*AIM OF THE EXERCISE*:
Check each line of the data below for the string "utils", then report how many lines have it and nothing else.

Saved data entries
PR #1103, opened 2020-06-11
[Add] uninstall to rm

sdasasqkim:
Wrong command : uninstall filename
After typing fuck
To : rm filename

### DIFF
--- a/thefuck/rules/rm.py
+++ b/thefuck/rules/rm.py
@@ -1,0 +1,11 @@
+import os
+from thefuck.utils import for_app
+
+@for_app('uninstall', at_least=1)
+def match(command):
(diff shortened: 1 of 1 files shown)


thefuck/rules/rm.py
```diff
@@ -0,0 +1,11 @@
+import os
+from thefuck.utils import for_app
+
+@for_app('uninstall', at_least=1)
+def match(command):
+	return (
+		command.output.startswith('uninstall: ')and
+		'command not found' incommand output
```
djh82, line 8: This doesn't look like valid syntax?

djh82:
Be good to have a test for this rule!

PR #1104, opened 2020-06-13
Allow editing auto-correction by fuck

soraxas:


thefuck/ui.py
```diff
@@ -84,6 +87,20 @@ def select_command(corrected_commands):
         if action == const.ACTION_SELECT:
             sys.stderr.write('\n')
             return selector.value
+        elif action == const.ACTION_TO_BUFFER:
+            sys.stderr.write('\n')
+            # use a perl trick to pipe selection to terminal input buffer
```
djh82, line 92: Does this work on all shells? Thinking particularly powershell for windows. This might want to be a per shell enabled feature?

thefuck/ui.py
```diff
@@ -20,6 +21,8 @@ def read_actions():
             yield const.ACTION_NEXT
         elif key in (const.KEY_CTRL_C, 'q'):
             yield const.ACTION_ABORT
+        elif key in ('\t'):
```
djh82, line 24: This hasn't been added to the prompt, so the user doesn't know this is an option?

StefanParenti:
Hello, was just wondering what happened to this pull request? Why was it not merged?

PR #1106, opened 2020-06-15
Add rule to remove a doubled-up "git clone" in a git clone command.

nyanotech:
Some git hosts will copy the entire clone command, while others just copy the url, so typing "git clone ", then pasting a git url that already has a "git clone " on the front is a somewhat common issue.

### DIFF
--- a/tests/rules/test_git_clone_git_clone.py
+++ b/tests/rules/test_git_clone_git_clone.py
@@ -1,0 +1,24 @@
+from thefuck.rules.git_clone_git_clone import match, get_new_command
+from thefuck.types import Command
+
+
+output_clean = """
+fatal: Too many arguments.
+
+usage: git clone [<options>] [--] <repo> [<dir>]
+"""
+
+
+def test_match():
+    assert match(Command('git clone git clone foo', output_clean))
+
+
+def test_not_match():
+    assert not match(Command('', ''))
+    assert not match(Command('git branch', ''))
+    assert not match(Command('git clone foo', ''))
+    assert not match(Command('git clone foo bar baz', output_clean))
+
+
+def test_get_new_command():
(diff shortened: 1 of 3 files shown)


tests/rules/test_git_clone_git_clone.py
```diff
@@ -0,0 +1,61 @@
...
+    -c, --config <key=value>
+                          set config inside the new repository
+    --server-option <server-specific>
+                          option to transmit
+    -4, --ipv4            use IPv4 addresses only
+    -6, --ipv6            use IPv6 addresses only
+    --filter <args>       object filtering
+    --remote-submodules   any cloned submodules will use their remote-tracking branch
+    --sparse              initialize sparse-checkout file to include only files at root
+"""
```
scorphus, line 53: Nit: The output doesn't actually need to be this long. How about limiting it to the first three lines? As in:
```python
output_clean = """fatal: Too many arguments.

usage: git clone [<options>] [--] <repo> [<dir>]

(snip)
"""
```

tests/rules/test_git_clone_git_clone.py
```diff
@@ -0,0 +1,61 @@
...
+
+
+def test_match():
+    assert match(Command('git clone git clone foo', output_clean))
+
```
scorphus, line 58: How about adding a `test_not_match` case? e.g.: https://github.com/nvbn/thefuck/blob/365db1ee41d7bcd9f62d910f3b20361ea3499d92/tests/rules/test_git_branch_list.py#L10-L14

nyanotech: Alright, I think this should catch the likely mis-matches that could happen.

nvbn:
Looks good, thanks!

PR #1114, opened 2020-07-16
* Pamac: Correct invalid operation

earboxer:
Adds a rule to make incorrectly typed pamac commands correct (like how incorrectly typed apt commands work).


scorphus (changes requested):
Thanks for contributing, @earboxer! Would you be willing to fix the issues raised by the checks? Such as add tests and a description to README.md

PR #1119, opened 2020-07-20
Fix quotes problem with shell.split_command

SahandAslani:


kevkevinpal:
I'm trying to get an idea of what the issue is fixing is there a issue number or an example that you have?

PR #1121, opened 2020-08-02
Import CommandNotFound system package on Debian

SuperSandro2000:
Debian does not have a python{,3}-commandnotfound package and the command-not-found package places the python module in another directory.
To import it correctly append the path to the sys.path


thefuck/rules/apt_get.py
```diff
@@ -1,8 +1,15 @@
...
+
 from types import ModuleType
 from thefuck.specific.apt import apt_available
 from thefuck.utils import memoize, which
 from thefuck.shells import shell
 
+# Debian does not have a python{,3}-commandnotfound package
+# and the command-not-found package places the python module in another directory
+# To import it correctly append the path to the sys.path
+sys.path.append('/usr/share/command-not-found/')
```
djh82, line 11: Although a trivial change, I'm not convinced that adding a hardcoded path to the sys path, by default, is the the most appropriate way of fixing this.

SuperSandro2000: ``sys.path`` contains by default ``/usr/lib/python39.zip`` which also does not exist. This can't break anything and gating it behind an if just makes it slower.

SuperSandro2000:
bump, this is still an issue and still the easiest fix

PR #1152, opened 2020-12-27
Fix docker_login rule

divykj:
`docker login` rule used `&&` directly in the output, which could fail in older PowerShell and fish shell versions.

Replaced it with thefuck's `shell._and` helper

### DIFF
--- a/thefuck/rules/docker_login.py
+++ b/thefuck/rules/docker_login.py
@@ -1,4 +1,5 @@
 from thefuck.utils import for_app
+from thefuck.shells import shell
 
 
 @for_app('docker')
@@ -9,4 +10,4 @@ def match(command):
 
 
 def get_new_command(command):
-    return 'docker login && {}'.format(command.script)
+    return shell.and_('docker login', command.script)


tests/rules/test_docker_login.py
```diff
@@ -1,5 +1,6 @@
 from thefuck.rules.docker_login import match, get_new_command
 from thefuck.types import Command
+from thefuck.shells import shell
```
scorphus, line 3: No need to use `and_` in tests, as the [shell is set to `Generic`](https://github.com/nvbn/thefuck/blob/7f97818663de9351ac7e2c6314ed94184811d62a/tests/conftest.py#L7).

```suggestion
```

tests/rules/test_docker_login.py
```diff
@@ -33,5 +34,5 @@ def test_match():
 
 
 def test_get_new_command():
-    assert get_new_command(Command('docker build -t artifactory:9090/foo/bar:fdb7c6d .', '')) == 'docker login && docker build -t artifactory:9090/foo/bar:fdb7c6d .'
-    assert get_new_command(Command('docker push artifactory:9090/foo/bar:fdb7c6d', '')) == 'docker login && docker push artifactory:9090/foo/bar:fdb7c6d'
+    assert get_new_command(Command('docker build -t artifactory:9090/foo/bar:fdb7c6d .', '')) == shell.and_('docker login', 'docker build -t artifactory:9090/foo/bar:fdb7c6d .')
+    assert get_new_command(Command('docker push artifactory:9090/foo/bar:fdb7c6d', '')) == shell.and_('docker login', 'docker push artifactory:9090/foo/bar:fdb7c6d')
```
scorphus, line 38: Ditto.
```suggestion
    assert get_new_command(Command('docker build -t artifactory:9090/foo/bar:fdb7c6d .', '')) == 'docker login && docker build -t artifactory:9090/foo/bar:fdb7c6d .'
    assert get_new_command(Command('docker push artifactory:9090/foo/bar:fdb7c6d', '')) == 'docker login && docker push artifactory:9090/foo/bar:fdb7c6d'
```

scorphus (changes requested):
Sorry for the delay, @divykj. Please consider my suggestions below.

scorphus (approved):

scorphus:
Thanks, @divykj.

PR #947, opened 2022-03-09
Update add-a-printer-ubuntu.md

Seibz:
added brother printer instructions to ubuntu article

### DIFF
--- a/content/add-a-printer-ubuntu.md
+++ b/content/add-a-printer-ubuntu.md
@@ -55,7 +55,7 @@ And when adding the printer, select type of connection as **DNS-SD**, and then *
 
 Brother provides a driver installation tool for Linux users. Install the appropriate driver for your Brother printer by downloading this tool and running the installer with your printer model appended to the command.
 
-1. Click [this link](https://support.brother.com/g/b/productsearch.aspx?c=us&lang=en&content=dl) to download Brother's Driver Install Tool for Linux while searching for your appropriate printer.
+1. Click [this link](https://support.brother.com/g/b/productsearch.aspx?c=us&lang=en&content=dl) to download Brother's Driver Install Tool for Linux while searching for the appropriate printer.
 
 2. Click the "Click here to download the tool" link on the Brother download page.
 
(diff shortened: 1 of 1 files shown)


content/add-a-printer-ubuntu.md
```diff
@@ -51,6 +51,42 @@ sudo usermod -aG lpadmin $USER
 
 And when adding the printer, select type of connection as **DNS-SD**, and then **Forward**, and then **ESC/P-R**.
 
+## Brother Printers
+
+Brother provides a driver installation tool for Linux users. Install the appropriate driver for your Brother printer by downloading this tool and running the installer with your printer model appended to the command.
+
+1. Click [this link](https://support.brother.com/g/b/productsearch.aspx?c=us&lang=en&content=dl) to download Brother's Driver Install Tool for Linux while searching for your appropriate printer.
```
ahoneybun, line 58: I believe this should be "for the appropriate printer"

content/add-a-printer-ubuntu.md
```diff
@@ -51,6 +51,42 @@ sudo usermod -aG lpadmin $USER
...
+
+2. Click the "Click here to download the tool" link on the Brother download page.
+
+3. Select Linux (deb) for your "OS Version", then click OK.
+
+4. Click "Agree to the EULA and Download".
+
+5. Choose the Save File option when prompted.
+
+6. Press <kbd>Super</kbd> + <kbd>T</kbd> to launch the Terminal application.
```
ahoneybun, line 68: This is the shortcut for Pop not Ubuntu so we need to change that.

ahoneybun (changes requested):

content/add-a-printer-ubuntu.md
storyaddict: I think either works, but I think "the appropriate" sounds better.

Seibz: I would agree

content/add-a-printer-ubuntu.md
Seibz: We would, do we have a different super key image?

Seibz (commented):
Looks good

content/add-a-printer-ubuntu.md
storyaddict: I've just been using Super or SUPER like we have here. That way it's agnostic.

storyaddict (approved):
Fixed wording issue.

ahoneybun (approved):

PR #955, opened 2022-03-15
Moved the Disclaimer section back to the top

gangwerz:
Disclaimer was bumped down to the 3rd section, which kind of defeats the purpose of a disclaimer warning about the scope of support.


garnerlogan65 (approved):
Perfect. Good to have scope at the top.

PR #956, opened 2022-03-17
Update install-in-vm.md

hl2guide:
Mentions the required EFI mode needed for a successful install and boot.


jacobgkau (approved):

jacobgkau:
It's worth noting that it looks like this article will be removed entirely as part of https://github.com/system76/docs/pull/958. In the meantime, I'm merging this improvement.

*EXPECTED ANSWER*:
4